Orbene -si rileva- se il giudice togato è officiato del reato divenuto nel frattempo di competenza del giudice di pace, ciò non significa che debba procedere con il relativo rito, ma resta ferma l'applicazione del codice processuale penale. Ne consegue che il giudice monocratico, nel dichiarare inammissibile la richiesta, ha violato la legge, e l'ordinanza che ha impedito la definizione anticipata del procedimento riverbera i suoi vizi sulla sentenza. Osserva questa Corte che l'art. 64 detta una normativa transitoria secondo permane la competenza del tribunale monocratico se il reato è stato commesso prima del 2.1.2002, data di entrata in vigore del decreto 274, con l'applicazione di quanto disposto dall'art. 63, che stabilisce qual è la normativa applicabile qualora il reato di competenza del giudice di pace sia giudicato da altro giudice, e cioè pochi articoli del decreto stesso, tra i quali non è compreso l'art. 2 che vieta l'applicazione della pena su richiesta. La regola è assoluta per i reati commessi prima del 6.10.2000, data di pubblicazione del decreto legislativo sul giudice di pace.

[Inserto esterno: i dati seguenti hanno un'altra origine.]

PR #7424, opened 2021-04-23
feat: Adds ScalablePushRegistry and peeking ability in a persistent query

AlanConfluent:
### Description 
This is the first step toward scalable push queries. `ScalablePushRegistry` is held by a `PersistentQueryMetadata` and peeks at the rows passing through to the end of the topology.

It also introduces the `ProcessingQueue` which is the object registered for a given scalable push query with the `ScalablePushRegistry`, and where rows are offered.

Next steps will be to introduce the the physical operator which calls `register` and `unregister` and pipe it through to the physical plan.

### Testing done 
Ran unit tests.

### Reviewer checklist


ksqldb-engine/src/main/java/io/confluent/ksql/physical/scalablepush/ScalablePushRegistry.java
```diff
@@ -0,0 +1,188 @@
...
+ * eventually passed on to scalable push queries.
+ */
+public class ScalablePushRegistry {
+
+  private static final Logger LOG = LoggerFactory.getLogger(ScalablePushRegistry.class);
+
+  private final KStream<?, GenericRow> stream;
+  private final LogicalSchema logicalSchema;
+  private final PushLocator pushLocator;
+  private final Set<ProcessingQueue> processingQueues = new ConcurrentHashSet<>();
```
agavra, line 57: it's a little odd for us to use a `Set` here when `PorcessingQueue` doesn't implement `hashCode` or `equals` since we'll never be able to check set membership 😉 that's my long way of saying, can this just be a list? (that also allows us to play around with guaranteeing iteration order)

ksqldb-engine/src/main/java/io/confluent/ksql/physical/scalablepush/ScalablePushRegistry.java
```diff
@@ -0,0 +1,188 @@
...
+  @VisibleForTesting
+  int numRegistered() {
+    return processingQueues.size();
+  }
+
+  // Registers a peek processor which makes a copy of every row and passes it on to any registered
+  // queues.
+  @SuppressWarnings("unchecked")
+  private void registerPeek(final boolean windowed) {
+    final ProcessorSupplier<Object, GenericRow> peek = new Peek<>((key, value, timestamp) -> {
```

Per quelli commessi a partire da tale data, ma iscritti nel registro delle notizie di reato dopo il 2.1.2002, data di entrata in vigore del decreto stesso, s'applicano anche le disposizioni del titolo 1^, comprendenti l'art.
2. Orbene, il reato è stato commesso il 14.7.2000, e dunque dal chiaro dettato normativo si evince che non s'applica l'art. 2, di tal che non è escluso l'istituto del patteggiamento e la relativa richiesta non poteva essere dichiarata inammissibile. L'impugnato provvedimento va pertanto annullato con rinvio al Tribunale di Firenze.
P.Q.M.
annulla l'impugnata sentenza con rinvio al Tribunale di Firenze per nuovo esame.
Così deciso in Roma, il 28 settembre 2004.